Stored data
PR #1490, opened 2021-04-20
Updated OBO metadata

matentzn:


matentzn:
Update: I ran the site locally with `jekyll serve` and could find no obvious problems!

jamesaoverton (approved):
I also check it locally and it looks good to me.

Issue #1474, opened 2021-03-26
Ontology for the Anatomy of the Insect SkeletoMuscular system (AISM)


JCGiron:
Use this form to register a new ontology with the OBO Foundry. Please read the instructions provided here:
http://obofoundry.org/docs/NewOntologyRegistrationInstructions.html

## Ontology title
Ontology for the Anatomy of the Insect SkeletoMuscular system

## Requested ID space
AISM

## Ontology location
https://github.com/insect-morphology/aism

## Contact person
Name: Jennifer Girón
Email address: entiminae@gmail.com
GitHub username: JCGiron

## Issue tracker
https://github.com/insect-morphology/aism/issues

## Ontology license

- [X] CC0 (public domain)
- [ ] CC-BY (version 3 or later)
- [ ] Other: *please specify*

## Available ontology formats
owl, obo, jason

## What domain is the ontology intended to cover?
Insect anatomy

## Related OBO Foundry ontologies
CL, PATO, CARO, BSPO, RO, UBERON

## Intended use/related projects
Multispecies insect anatomy ontologies are used as bases for robust knowledge bases for specific anatomical terms (Yoder et al. 2010, HAO Portal), improve the accessibility of morphology descriptions ([Balhoff et al. 2014](https://journals.plos.org/plosone/article?id=10.1371/journal.pone.0094056)), and are useful for improving the modeling of discrete morphological characters in phylogenetic context (Tarasov [2019a](https://academic.oup.com/sysbio/article/68/5/698/5298740), [2019b](https://academic.oup.com/isd/article/3/6/1/5584145)).

There are two major reasons why insects are poorly represented amongst multispecies anatomy ontologies: lack of a base insect anatomy ontology and the lack of infrastructure to build such resource.

The ontology for the Anatomy of the Insect SkeletoMuscular system contains terms used to describe the cuticle - as a single anatomical structure - and the skeletal muscle system in insect biodiversity research. The cuticle is the product of the single layer epithelium and mirrors changes in the morphology of this single sheet (like a blanket). This ontology serves as a root ontology for other multispecies insect anatomy ontologies.
This ontology repository was created using the [Ontology Development Kit](https://github.com/INCATools/ontology-development-kit).

zhengj2007:
Discussed on 2021-04-20 call. 

@matentzn will look at it and reply soon.

matentzn:
[...]

PR #1498, opened 2021-05-05
Create aism

JCGiron:
Added metadata for the AISM following issue https://github.com/OBOFoundry/OBOFoundry.github.io/issues/1474


matentzn (approved):

ontology/aism.md
```diff
@@ -0,0 +1,33 @@
+---
+layout: ontology_detail
+id: aism
+title: Ontology for the Anatomy of the Insect SkeletoMuscular system (AISM)
```
matentzn, line 4: @JCGiron I am wondering - is that way to spell SkeletoMuscular really the right one? Seems bad syntax?

JCGiron: The uppercase letters are highlighting where the AISM acronym comes from, but it can be changed to "Ontology for the anatomy of the insect skeletomuscular system" if that is more appropriate syntax.

matentzn: In this case, I think its fine.

PR #1502, opened 2021-05-13
Rename 'Review' and make it less prominent

jamesaoverton:
I just answered a question from a potential OBI user who was worried that OBI has not been maintained since 2013. This baffled me, but there it is on the OBI details page, on the right, before telling the user how to contact OBI: "Review Date 2013" and "Review Document PDF" with link.

<http://obofoundry.org/ontology/obi.html>

This PR moves it to the bottom of that list and renames it "OBO Review".


nlharris (commented):
This seems like a good idea! Does it need to be discussed on an OBO Operations call?

matentzn (approved):
We dont need to discuss it at the committee, but lets leave it open for a few days. I think this is non-controversial.

PR #1537, opened 2021-06-08
Unobscure issue trackers

cthoyt:
Some issue trackers have been obscured by PURLs. Since there isn't any direct way to identify if an ontology is hosted on GitHub, this is a bit of a problem for automatically interacting with the trackers. This PR unobscures some of these PURLs and replaces them with full GitHub links.

This affects OBI, FBbt, and FBdv. It also should affect [OHD](http://www.obofoundry.org/ontology/ohd.html), but I was unable to follow [its tracker's PURL](https://purl.obolibrary.org/obo/ohd/issues) either because the PURL service is down (I experience this quite often) or it points to a dead link.

The only inactive ontology that had this issue was the Influenza Ontology, but it links to [this SourceForge](https://sourceforge.net/p/influenzo/support-requests/) so I can safely assume it's abandoned.

### DIFF
--- a/ontology/fbbt.md
+++ b/ontology/fbbt.md
@@ -25,7 +25,7 @@ build:
   checkout: git clone https://github.com/FlyBase/drosophila-anatomy-developmental-ontology.git
   system: git
   path: "."
-tracker: http://purl.obolibrary.org/obo/fbbt/tracker
+tracker: https://github.com/FlyBase/drosophila-anatomy-developmental-ontology/issues
 browsers:
   - label: FB
     title: FlyBase Browser
--- a/ontology/fbdv.md
+++ b/ontology/fbdv.md
@@ -25,7 +25,7 @@ build:
   checkout: git clone https://github.com/FlyBase/drosophila-developmental-ontology.git
   system: git
   path: "."
-tracker: http://purl.obolibrary.org/obo/fbdv/tracker
+tracker: https://github.com/FlyBase/drosophila-developmental-ontology/issues
 browsers:
   - label: FB
     title: FlyBase Browser
--- a/ontology/obi.md
+++ b/ontology/obi.md
@@ -12,7 +12,7 @@ description: An integrated ontology for the description of life-science and clin
 domain: experiments
 homepage: http://obi-ontology.org
 mailing_list: http://groups.google.com/group/obi-users
-tracker: http://purl.obolibrary.org/obo/obi/tracker
+tracker: https://github.com/obi-ontology/obi/issues
 contact:
   label: Bjoern Peters
   email: bpeters@lji.org


matentzn:
Cool, never thought of this use but makes sense. @jamesaoverton also Fine?

jamesaoverton:
I've been around long enough to have migrated projects from SourceForge to Google Code and then to GitHub. We should (and are) keeping our options open, so we can move away from GitHub to whatever comes next.

PURLs for issue trackers seem like a good idea to me, and I wouldn't change them in the registry without asking each project what they think.

All of these PURLs worked for me. I have not noticed any PURL outages at all, and would like to hear about them it someone does -- that's serious.

matentzn:
This is not about the PURLs themselves - this is a "trick" to determine where an ontology is located just from the metadata, and using that information for automated analysis of the github repos in question. We can use this to automatically analyse trackers, responsiveness, number of issues open/closed, even to open issues OBO wide if needed (ok sparingly, don't worry). 

I think its a good idea in this case. We do need better analytics of repos associated with ontologies. Migrating away from Github is something we will have to do all at once - one or two ontologies using their purl trackers wont cut it. Plus, we can still _use_ the purl - we just want to have the fact its a github tracker somewhere in the metadata to do the above things? 

If you are against it changes, then @cthoyt you can still achieve the same goals with a redirect analysis - which is not that much of an issue either. Whatever has the more advantages.

jamesaoverton:
Changing these registry entries from PURLs to GitHub will change how they are displayed on the respective ontology pages, e.g. <http://obofoundry.org/ontology/obi.html>. It could change how people bookmark those links. But it's up to the respective projects to choose these URLs.

For this case, I would suggest resolving the PURLs, which is a bit annoying but should be robust.

If you just want to check for GitHub repo, we have a [repository](https://github.com/OBOFoundry/OBOFoundry.github.io/blob/master/util/schema/registry_schema.json#L368) field in the schema. It's not required (like 'tracker' is) so I guess it won't be filled out as often. I guess I would prefer to update the registry to use 'registry', which could be done semi-automatically. I suppose projects might use a GitHub repo and some other tracker.

cmungall:
FWIW, pure anecdata: users always bookmark what is resolved to.

But I agree - let's just populate the repository field. I think it should
be easy to use in one PR.

cmungall:
@cthoyt how do you feel about a new PR

 - extend json schema to add a new field version_control_url
 - pre-populate this for most projects by hacking issues field
 - manually pad for the ones in this PR

it's a lot to ask for someone not associated with the project but it may be fastest way to do what you need, I think it's the right approach overall

cthoyt:
I think automatically populating the repository field with whatever we can automatically parse out of the issue tracker field, then manually filling in the rest, should be enough. Wouldn't a `version_control_url` be redundant?

I'd be happy to take care of this

matentzn:
I dont mind the redunancy either!

alanruttenberg:
I'm with James on this.
Alan

matentzn:
Alright, lets keep the tracker field as is and populate the repository field instead, sounds like we are all agreed this is ok.

After this is done, we probably have to decide how to maintain this going forward though - Since its not a required field, and wont be, its likely going to be unmaintained for new ontologies..

matentzn:
As we decided against changing the purls, we will leave it to @cthoyt to make a new PR for the repository field. I will close in the meantime.

PR #1544, opened 2021-06-16
register obi-base

cmungall:
useful for dealing with issues like https://github.com/obi-ontology/obi/issues/1375


jamesaoverton:
Sorry, I'm dragging my feet on this. I'm not entirely happy with the OBI base file, which is why we haven't advertised it widely.

nlharris:
Should we discuss this during an OBO Operations call?

matentzn:
No no, not necessary. We have it on our radar and it will solve itself eventually.

jamesaoverton (approved):
The file still needs work, but might as well advertise it.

= Problem requirements =
From the records above, extract exactly and only the lines that begin at the line with "## Ontology location" and stop after the line with "- [ ] CC-BY (version 3 or later)".

= Task response =
## Ontology location
https://github.com/insect-morphology/aism

## Contact person
Name: Jennifer Girón
Email address: entiminae@gmail.com
GitHub username: JCGiron

## Issue tracker
https://github.com/insect-morphology/aism/issues

## Ontology license

- [X] CC0 (public domain)
- [ ] CC-BY (version 3 or later)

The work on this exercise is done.